__Extracted records__.
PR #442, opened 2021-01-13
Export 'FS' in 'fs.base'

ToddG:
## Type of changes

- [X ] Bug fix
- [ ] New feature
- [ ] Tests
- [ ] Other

==

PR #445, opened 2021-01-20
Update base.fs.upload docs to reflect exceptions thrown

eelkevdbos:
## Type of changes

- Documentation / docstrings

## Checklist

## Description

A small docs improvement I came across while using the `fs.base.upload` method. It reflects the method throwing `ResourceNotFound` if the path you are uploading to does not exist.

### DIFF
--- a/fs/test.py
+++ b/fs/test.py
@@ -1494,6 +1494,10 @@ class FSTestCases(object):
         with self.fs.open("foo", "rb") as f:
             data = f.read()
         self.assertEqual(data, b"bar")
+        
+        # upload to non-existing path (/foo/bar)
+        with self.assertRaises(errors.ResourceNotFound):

__Problem details__. Using the entries above, repeat only the lines from the one containing "PR #442, opened 2021-01-13" through the one containing "- [ ] Other", end lines included.

__Answer area__.
PR #442, opened 2021-01-13
Export 'FS' in 'fs.base'

ToddG:
## Type of changes

- [X ] Bug fix
- [ ] New feature
- [ ] Tests
- [ ] Other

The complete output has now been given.